Aridity and land use negatively influence a dominant species' upper critical thermal limits

Abstract

Understanding the physiological tolerances of ectotherms, such as thermal limits, is important in predicting biotic responses to climate change. However, it is even more important to examine these impacts alongside those from other landscape changes: such as the reduction of native vegetation cover, landscape fragmentation and changes in land use intensity (LUI). Here, we integrate the observed thermal limits of the dominant and ubiquitous meat ant Iridomyrmex purpureus across climate (aridity), land cover and land use gradients spanning 270 km in length and 840 m in altitude across northern New South Wales, Australia. Meat ants were chosen for study as they are ecosystem engineers and changes in their populations may result in a cascade of changes in the populations of other species. When we assessed critical thermal maximum temperatures (CT_max) of meat ants in relation to the environmental gradients we found little influence of climate (aridity) but that CT_max decreased as LUI increased. We found no overall correlation between CT_max and CT_min. We did however find that tolerance to warming was lower for ants sampled from more arid locations. Our findings suggest that as LUI and aridification increase, the physiological resilience of I. purpureus will decline. A reduction in physiological resilience may lead to a reduction in the ecosystem service provision that these populations provide throughout their distribution.

Keywords: Ant; Climate change; Critical thermal maximum; Critical thermal minimum; Formicidae; Insect; Land cover; Land use; Landscape adaptation; Thermal stress.

Figure 1. Sites used in this study in northern New South Wales, Australia (see insert) with relative values for CT_max (A), land use intensity (B), aridity (C) and clay (D) shown.

Maps generated using Map data © OpenStreetMap contributors. The size of the circle is indicative of the mean value of the given variable (i.e. the larger the circle, the higher the value and the contrary). Image produced using the Leaflet package (version 1.1.0.9000, http://rstudio.github.io/leaflet/) within R statistical software (version 3.4.3).
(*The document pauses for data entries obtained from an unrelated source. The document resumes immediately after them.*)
PR #24866, opened 2026-07-17
[backport camel-4.18.x] CAMEL-24193: camel-aws-secrets-manager - fix SQS-notification secret refresh NPE and queue draining

oscerd:
Backport of #24847 to `camel-4.18.x`. Fixes [CAMEL-24193](https://issues.apache.org/jira/browse/CAMEL-24193) on the 4.18.x line: guard against a null receive result (missing queue no longer NPEs), delete every examined SQS message so the queue is drained, and reuse a single ObjectMapper. Adds `CloudTrailReloadTriggerTaskSqsTest` + test-scoped mockito.

---

### DIFF
--- a/components/camel-aws/camel-aws-secrets-manager/pom.xml
+++ b/components/camel-aws/camel-aws-secrets-manager/pom.xml
@@ -90,6 +90,12 @@
             <artifactId>camel-test-spring-junit5</artifactId>
             <scope>test</scope>
         </dependency>
+        <dependency>
+            <groupId>org.mockito</groupId>
+            <artifactId>mockito-junit-jupiter</artifactId>
+            <version>${mockito-version}</version>
+            <scope>test</scope>
+        </dependency>
 
         <!-- test infra -->
        <dependency>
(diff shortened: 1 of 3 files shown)


gnodet (approved):

Clean backport of #24847 to camel-4.18.x. All three fixes are correct and well-tested.

### NPE guard on null receiveMessage result
When `QueueDoesNotExistException` is caught, `messageResult` stays null. The original code then fell through to `messageResult.messages()` → NPE. The `if (messageResult != null)` guard is the right fix.

### Queue draining — delete every examined message
This was the most impactful bug. Previously:
- Only the **first matching** message was deleted, then `break` exited the loop
- Non-matching messages were left in the queue, redelivered on every poll indefinitely
- Messages after the first match were never examined

The fix correctly:
- Removes the `break` so all messages in the batch are processed
- Moves the delete **outside** the match condition so every examined message is deleted (matched → reload recorded; unmatched/malformed → discarded)
- Logs a warning for malformed JSON instead of `throw new RuntimeException(e)`, allowing the loop to continue processing remaining messages

### Static ObjectMapper
`ObjectMapper` is thread-safe for read operations. Reusing a single static instance instead of creating one per message is correct and avoids unnecessary allocation.

### Test coverage
Both tests cover the key scenarios:
- `drainsEveryExaminedMessageIncludingNonMatching` — verifies 2 messages (1 match + 1 non-match) both get deleted
- `doesNotThrowOrDeleteWhenQueueDoesNotExist` — verifies the null-guard prevents NPE

LGTM ✅

davsclaus (approved):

The R package OpenStreetMap is licensed under a GNU General Public License (GPL-2) (https://cran.r-project.org/web/packages/OpenStreetMap/index.html) and was used to extract map tiles from OpenStreetMap which is licensed on terms of the Open Database License, ‘ODbL’ 1.0. (http://wiki.osmfoundation.org/wiki/Licence).
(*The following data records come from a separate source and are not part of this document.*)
PR #24867, opened 2026-07-17
CAMEL-24159: camel-azure-eventhubs - fix medium-severity bugs from code review

davsclaus:
## Summary

Fixes 4 medium-severity findings in camel-azure-eventhubs from the July 2026 code review ([CAMEL-24159](https://issues.apache.org/jira/browse/CAMEL-24159)). This is PR 2 of 5 (one per azure component).

- **Credential override guard** — autowired `TokenCredential` no longer silently overrides an explicitly configured `credentialType` (regression from CAMEL-21871)
- **Checkpoint task race condition** — `processCommit()` is now `synchronized` to prevent concurrent partition threads from racing on `lastTask`/`lastScheduledTask`; `eventContext` field in `EventHubsCheckpointUpdaterTask` is now `volatile` for cross-thread visibility
- **Silent checkpoint failures** — checkpoint update errors are now logged at WARN (with stack trace) instead of DEBUG, so operators get visibility when the checkpoint store breaks and unbounded replay would otherwise occur silently
- **User-provided producer client lifecycle** — user-provided (autowired) `EventHubProducerAsyncClient` is no longer closed by the component on stop; only internally-created clients are managed

## Test plan

- [x] `mvn clean install` passes in camel-azure-eventhubs module
- [x] No existing tests broken

### DIFF
--- a/components/camel-azure/camel-azure-eventhubs/src/main/java/org/apache/camel/component/azure/eventhubs/EventHubsCheckpointUpdaterTask.java
+++ b/components/camel-azure/camel-azure-eventhubs/src/main/java/org/apache/camel/component/azure/eventhubs/EventHubsCheckpointUpdaterTask.java
@@ -29,7 +29,7 @@ public class EventHubsCheckpointUpdaterTask implements Runnable {
 
     private static final Logger LOG = LoggerFactory.getLogger(EventHubsCheckpointUpdaterTask.class);
 
-    private EventContext eventContext;
+    private volatile EventContext eventContext;
     private final AtomicInteger processedEvents;
     private volatile long scheduledTime;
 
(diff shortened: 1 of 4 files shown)


gnodet (approved):

Four clean fixes, consistent with the patterns from PR #24865 (servicebus). All correct.

### 1. Credential override guard (EventHubsComponent.java)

Figure 2. Random effect estimates of model coefficients using best linear unbiased prediction (BLUP) and 95% confidence intervals of the intercepts (A and C) and CT_max (B) and CT_min (D) across sites.

Figure 3. 95% confidence intervals on the selected CT_max and CT_min models for the factors: land use intensity (LUI: A and C) and clay (B and D).

Figure 4. Three measures of warming tolerance (3 months, 12 months and 36 months); based on location modelled ANUCLIM data for three different sampling periods) relative to aridity index for each site.